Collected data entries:
▽

PR #282, opened 2020-06-16
Add struct casting to LWAN_ARRAY_STATIC_INIT

asymness:
Without the struct castings, the `make` build is failing with the following error:
image


lpereira:
Thanks for the PR, but I already reverted the patch adding that `#define`.

asymness:
Problem solved. Thanks!

PR #296, opened 2020-11-14
docs: fix simple typo, wich -> which

timgates42:
There is a small typo in src/lib/list.h.

Should read `which` rather than `wich`.


lpereira:
Merged, thanks!

PR #300, opened 2021-01-04
Add application/wasm Web Assembly mime type

daboross:
This adds the application/wasm mime type, which is used to represent compiled Web Assembly files, and registers it with the associated file extension, `.wasm`.

It's not a registered standard mimetype, but it is widely recognized. It's the mimetype listed in the [official WebAssembly conventions document](https://webassembly.github.io/spec/core/binary/conventions.html), and all major browsers recognize it.

My main motivation for this is so that I can use the `WebAssembly.instantiateStreaming` browser API on wasm files served by lwan. This api specifically requires the application/wasm mimetype, otherwise the browser won't instantiate streaming and instead requires loading the wasm file as a binary value before initializing. See the MDN documentation mentioning this requirement: https://developer.mozilla.org/en-US/docs/Web/JavaScript/Reference/Global_Objects/WebAssembly/instantiateStreaming#Instantiating_streaming

Hopefully this will be an official mimetype at some point - there's an issue for that here: https://github.com/WebAssembly/spec/issues/573.

However, until then - I saw this file listed both "official" and "widely recognized" mimetypes, and I'm hoping application/wasm falls into the second one.

### DIFF
--- a/src/bin/tools/mime.types
+++ b/src/bin/tools/mime.types
@@ -1000,6 +1000,7 @@ application/vnd.zul				zir zirz
 application/vnd.zzazz.deck+xml			zaz
 application/voicexml+xml			vxml
 # application/vq-rtcpxr
+application/wasm				wasm
 # application/watcherinfo+xml
 # application/whoispp-query
 # application/whoispp-response


lpereira:
LGTM.  Quite curious on what you're working on with Lwan and WASM; is it something public?

daboross:
Thanks!

I'm using lwan as a local deployment server for wasm game development. I figure it isn't exactly the intended use case, but it's A) quick to configure, B) an actually fully featured web server, and C) nicely efficient. I don't have anything public yet, but it's been really nice to use for local web development & prototyping out rust-wasm-based games.

FabioMen10:
I thank you @daboross for your explanation and information. @lpereira I'm learning to make the same use that @daboross has been doing. I and many others, I believe, need wasm support at LWAN. I may be getting it wrong and LWAN already has that.

lpereira:
@daboross Awesome! Good to know it's working for you!

@FabioMen10 Sort of adding the MIME Type in Lwan, like @daboross did, there's nothing much I can think of that could use WASM in Lwan (well, maybe some sort of CGI scripts and whatnot, but that's implementable using what's already there, and won't need changes in Lwan itself; considering there's not much of a standard here, I don't see the point at this time in implementing this).

PR #303, opened 2021-04-08
Adding PUT handler

pontscho:
Hey, I tried to add PUT support for lwan, I'm not hundred percent sure about that I was able to follow your thoughts in any ways, but this code is able to handle PUT requests both from browsers and curl without any problem. And I've also added some helper functions to the lua api, those new methods made my life easier. I would really appreciate your comments and thoughts about this patch. Thanks!

### DIFF
--- a/src/lib/lwan-lua.c
+++ b/src/lib/lwan-lua.c
@@ -143,8 +143,8 @@ LWAN_LUA_METHOD(cookie)
 LWAN_LUA_METHOD(body)
 {
     struct lwan_request *request = lwan_lua_get_request_from_userdata(L);
-    if (request->helper->put_data.len) {
-        lua_pushlstring(L, request->helper->put_data.value, request->helper->put_data.len);
+    if (request->helper->body_data.len) {
+        lua_pushlstring(L, request->helper->body_data.value, request->helper->body_data.len);
     } else {
         lua_pushlstring(L, "", 0);
     }
--- a/src/lib/lwan-lua.c
+++ b/src/lib/lwan-lua.c
@@ -93,9 +93,53 @@ static int request_param_getter(lua_State *L,
     return 1;
 }
 
+LWAN_LUA_METHOD(remote)
+{
+	struct lwan_request *request = lwan_lua_get_request_from_userdata(L);
+    char ip_buffer[INET6_ADDRSTRLEN];
+	lua_pushstring(L, lwan_request_get_remote_address(request, ip_buffer));
+	return 1;
+}
+
+
 LWAN_LUA_METHOD(header)
 {
     return request_param_getter(L, lwan_request_get_header);
+}
+
+LWAN_LUA_METHOD(method)
+{
+#define GEN_TABLE_ENTRY(upper, lower, mask, constant) [REQUEST_METHOD_##upper] = { .value = #upper, .len = sizeof(#upper) - 1 },
+    static const struct lwan_value method2name[REQUEST_METHOD_MASK] = {
+        FOR_EACH_REQUEST_METHOD(GEN_TABLE_ENTRY)
+    };
+#undef GEN_TABLE_ENTRY
+
+	struct lwan_request *request = lwan_lua_get_request_from_userdata(L);
+	lua_pushstring(L, method2name[lwan_request_get_method(request)].value);
+	return 1;
+}
+
+LWAN_LUA_METHOD(path)
+{
+	struct lwan_request *request = lwan_lua_get_request_from_userdata(L);
+    if (request->url.value && request->url.len) {
+        lua_pushlstring(L, request->url.value, request->url.len);
+    } else {
+        lua_pushnil(L);
+    }
+	return 1;
+}
+
+LWAN_LUA_METHOD(query)
+{
+	struct lwan_request *request = lwan_lua_get_request_from_userdata(L);
+    if (request->helper->query_string.value && request->helper->query_string.len) {
+        lua_pushlstring(L, request->helper->query_string.value, request->helper->query_string.len);
+    } else {
+        lua_pushnil(L);
+    }
+	return 1;
 }
 
 LWAN_LUA_METHOD(query_param)
@@ -111,6 +155,17 @@ LWAN_LUA_METHOD(post_param)
 LWAN_LUA_METHOD(cookie)
 {
     return request_param_getter(L, lwan_request_get_cookie);
+}
+
+LWAN_LUA_METHOD(body)
+{
+	struct lwan_request *request = lwan_lua_get_request_from_userdata(L);
+    if (request->helper->put_data.value && request->helper->put_data.len) {
+        lua_pushlstring(L, request->helper->put_data.value, request->helper->put_data.len);
+    } else {
+        lua_pushnil(L);
+    }
+	return 1;
 }
 
 LWAN_LUA_METHOD(ws_upgrade)
--- a/src/lib/lwan-lua.c
+++ b/src/lib/lwan-lua.c
@@ -95,10 +95,10 @@ static int request_param_getter(lua_State *L,
 
 LWAN_LUA_METHOD(remote)
 {
-	struct lwan_request *request = lwan_lua_get_request_from_userdata(L);
+    struct lwan_request *request = lwan_lua_get_request_from_userdata(L);
     char ip_buffer[INET6_ADDRSTRLEN];
-	lua_pushstring(L, lwan_request_get_remote_address(request, ip_buffer));
-	return 1;
+    lua_pushstring(L, lwan_request_get_remote_address(request, ip_buffer));
+    return 1;
 }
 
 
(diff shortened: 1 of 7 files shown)


lpereira:
Thanks for the PR, @pontscho! From a quick glance, the code looks good, but I'd appreciate if some refactoring were done before this gets merged.

src/lib/lwan-lua.c
```diff
@@ -93,11 +93,55 @@ static int request_param_getter(lua_State *L,
     return 1;
 }
 
+LWAN_LUA_METHOD(remote)
```
lpereira, line 96: Maybe call it `remote_address`?

src/lib/lwan-lua.c
```diff
@@ -93,11 +93,55 @@ static int request_param_getter(lua_State *L,
...
+    return 1;
+}
+
+
 LWAN_LUA_METHOD(header)
 {
     return request_param_getter(L, lwan_request_get_header);
 }
 
+LWAN_LUA_METHOD(method)
```
lpereira, line 110: While this is fine, what's the purpose of such method? Handlers are supposed to be already per method, so this seems redundant.

src/lib/lwan-lua.c
```diff
@@ -93,11 +93,55 @@ static int request_param_getter(lua_State *L,
...
+    struct lwan_request *request = lwan_lua_get_request_from_userdata(L);
+    if (request->url.value && request->url.len) {
+        lua_pushlstring(L, request->url.value, request->url.len);
+    } else {
+        lua_pushnil(L);
+    }
+    return 1;
+}
+
+LWAN_LUA_METHOD(query)
```
lpereira, line 134:
```suggestion
LWAN_LUA_METHOD(query_string)
```

src/lib/lwan-lua.c
```diff
@@ -93,11 +93,55 @@ static int request_param_getter(lua_State *L,
...
+
+    struct lwan_request *request = lwan_lua_get_request_from_userdata(L);
+    lua_pushstring(L, method2name[lwan_request_get_method(request)].value);
+    return 1;
+}
+
+LWAN_LUA_METHOD(path)
+{
+    struct lwan_request *request = lwan_lua_get_request_from_userdata(L);
+    if (request->url.value && request->url.len) {
```
lpereira, line 126: `request->url.value` should never be NULL, so this method returning `nil` is kind of unexpected, I think. Maybe get rid of the `if`?

src/lib/lwan-lua.c
pontscho: Of course.

src/lib/lwan-lua.c
```diff
@@ -93,11 +93,55 @@ static int request_param_getter(lua_State *L,
...
+    } else {
+        lua_pushnil(L);
+    }
+    return 1;
+}
+
+LWAN_LUA_METHOD(query)
+{
+    struct lwan_request *request = lwan_lua_get_request_from_userdata(L);
+    if (request->helper->query_string.value && request->helper->query_string.len) {
```
lpereira, line 137: Here, the query string can be NULL, so we can do two thing in this function; first, no need to check the value and length, just the length:

```suggestion
    if (request->helper->query_string.len) {
```

src/lib/lwan-lua.c
pontscho: I rewrote the router, there was this method useful. I will remove it.

src/lib/lwan-lua.c
```diff
@@ -93,11 +93,55 @@ static int request_param_getter(lua_State *L,
...
+        lua_pushlstring(L, request->helper->query_string.value, request->helper->query_string.len);
+    } else {
+        lua_pushnil(L);
```
lpereira, line 140: And push an empty string instead, so people don't have to deal with a surprising `nil`:

```suggestion
        lua_pushlstring(L, "", 0);
```

src/lib/lwan-lua.c
pontscho: Yes, I wasn't sure about that the url never can be NULL.

src/lib/lwan-lua.c
```diff
@@ -113,6 +157,17 @@ LWAN_LUA_METHOD(cookie)
     return request_param_getter(L, lwan_request_get_cookie);
 }
 
+LWAN_LUA_METHOD(body)
+{
+    struct lwan_request *request = lwan_lua_get_request_from_userdata(L);
+    if (request->helper->put_data.value && request->helper->put_data.len) {
```
lpereira, line 163: Same thing here: just check for `len` and instead of pushing `nil`, push an empty string.

src/lib/lwan-lua.c
pontscho: Okay

src/lib/lwan-lua.c
pontscho: Interesting, but okay :)

src/lib/lwan-private.h
```diff
@@ -36,8 +36,10 @@ struct lwan_request_parser_helper {
     struct lwan_value query_string;	/* Stuff after ? and before # */
 
     struct lwan_value post_data;	/* Request body for POST */
-    struct lwan_value content_type;	/* Content-Type: for POST */
+    struct lwan_value put_data;	/* Request body for PUT */
```
lpereira, line 39: This is the major thing I'd like to see changed in the patch: there's no difference between put and post data; maybe rename this to `body_data` and have only one?

src/lib/lwan-lua.c
pontscho: Roger.

src/lib/lwan-private.h
```diff
@@ -36,8 +36,10 @@ struct lwan_request_parser_helper {
...
+    struct lwan_value content_type;	/* Content-Type: for POST and PUT */
     struct lwan_value content_length;	/* Content-Length: */
+    struct lwan_value expect; /* Expect: */
```
lpereira, line 42: `Expect` is an uncommon header. Do we need a fast path here, or can we use the function to look up headers by name when we need it?

src/lib/lwan-request.c
```diff
@@ -1105,13 +1111,13 @@ free_post_buffer(void *data)
 }
 
 static void*
-alloc_post_buffer(struct coro *coro, size_t size, bool allow_file)
+alloc_buffer(struct coro *coro, size_t size, size_t thresh, bool allow_file)
```
lpereira, line 1114:
```suggestion
alloc_body_buffer(struct coro *coro, size_t size, size_t thresh, bool allow_file)
```

src/lib/lwan-request.c
```diff
@@ -1105,13 +1111,13 @@ free_post_buffer(void *data)
...
 {
     struct file_backed_buffer *buf;
     void *ptr = (void *)MAP_FAILED;
     int fd;
 
-    if (LIKELY(size < post_buffer_temp_file_thresh)) {
+    if (LIKELY(size < thresh)) {
```
lpereira, line 1120:
```suggestion
    if (LIKELY(size < body_buffer_temp_file_thresh)) {
```

src/lib/lwan-private.h
pontscho: That was my first thought too, but I wanted to keep separated the post and the put code path. I will change that, but I think not today. :)

src/lib/lwan-request.c
```diff
@@ -1250,6 +1259,55 @@ static enum lwan_http_status discard_post_data(struct lwan_request *request)
...
+    helper->error_when_n_packets = lwan_calculate_n_packets(total);
+
+    struct lwan_value buffer = {.value = new_buffer, .len = total};
+    return client_read(request, &buffer, total, post_data_finalizer);
+}
+
+static enum lwan_http_status discard_put_data(struct lwan_request *request)
+{
+    return discard_post_data(request);
+}
```
lpereira, line 1309: These are the same for the post path, so if we fold both in a single "body" concept, we can use one function for both.

src/lib/lwan-request.c
```diff
@@ -1395,6 +1453,14 @@ static enum lwan_http_status prepare_for_response(struct lwan_url_map *url_map,
...
     }
 
+    if (lwan_request_get_method(request) == REQUEST_METHOD_PUT) {
+        if (url_map->flags & HANDLER_HAS_PUT_DATA)
+            return read_put_data(request);
+
+        enum lwan_http_status status = discard_put_data(request);
+        return (status == HTTP_OK) ? HTTP_NOT_ALLOWED : status;
+    }
+
```
lpereira, line 1463: Maybe get rid of this if and do something like:

```c
switch (lwan_request_get_method(request)) {
case REQUEST_METHOD_PUT:
case REQUEST_METHOD_POST:
       if (url_map->flags & HANDLER_HAS_BODY_DATA)
              return read_body_data(request);
      ...
}
```

src/lib/lwan-private.h
pontscho: It has own rfc and the cURL is expecting that. This type of PUT is able to work without this header but in that case it has a timeout and I do not want to wait it.

src/lib/lwan-request.c
lpereira: Eventually we can dedicate a bit in one of the request method values to say that it can have body data, or something like this. Maybe only look at the `Content-Length` header, or something like this. No need to do any of this now, though.

src/lib/lwan-lua.c
pontscho: Okay.

src/lib/lwan-request.c
pontscho: I agree with that.

pontscho:
Thank you very much ! I've finished with the smaller changes, I hope tomorrow I will finish with the rest.

src/lib/lwan-private.h
lpereira: Right -- but you can use `lwan_request_get_header(request, "Expect")` for this, as it's not that common for all other requests.  This is already used for things like Cookies and whatnot.

pontscho: Wow, I will check it.

src/lib/lwan-request.c
pontscho: Renamed.

src/lib/lwan-request.c
pontscho: Renamed.

src/lib/lwan-request.c
pontscho: I made a common handler function but I kept the POST and the PUT separated because of its configuration options. I think this way makes lwan more flexible without any performance degradation and its fit for my personal goals more better.

lpereira:
From a cursory look, everything looks good. I'll take a closer look during the weekend before merging. Thanks for the patch!

Also, if you don't mind me asking, what are you building with Lwan? I'm always curious to see what people are building with it. If it's public, feel free to send a PR to the README file adding a link to it.

pontscho:
No, I thank you your work on lwan, this server was the first that was able integrating scripting and serving on that way I prefer.

I want to use it for "basement" of a site. I think law is powerful enough for this. I miss the TLS support, but varnish maybe be good enough for terminating the TLS connections, I will check it later. If not... I will consider implementing it in lwan beside a logging.

I really excited about your final answer. :)

lpereira:
Varnish doesn't do TLS termination, but you can use Hitch instead. It's developed by the same team that develops Varnish. I use it on the same server that runs the Lwan website, my blog, and a few other things, and it works pretty well.

I'm squashing some of your commits and splitting up the Lua changes from the changes adding PUT support, but otherwise, I'm merging your changes.

lpereira:
Merged. Thanks!

PR #315, opened 2021-09-12
timeout: Code cleanup

jserv:
This patch makes timeout library more consistent with Lwan codebase
including code style and header inclusion.


lpereira:
Thanks for the PR.  However, I'd rather keep this as close as possible to the original source code, so that if there's an update upstream, it's easier to just copy/paste whatever was done.

lpereira:
Closing the PR for the stated reason.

△

Brief: Looking at the data above, report how many of its lines include the word "typo". The number alone is the answer.

Response: 2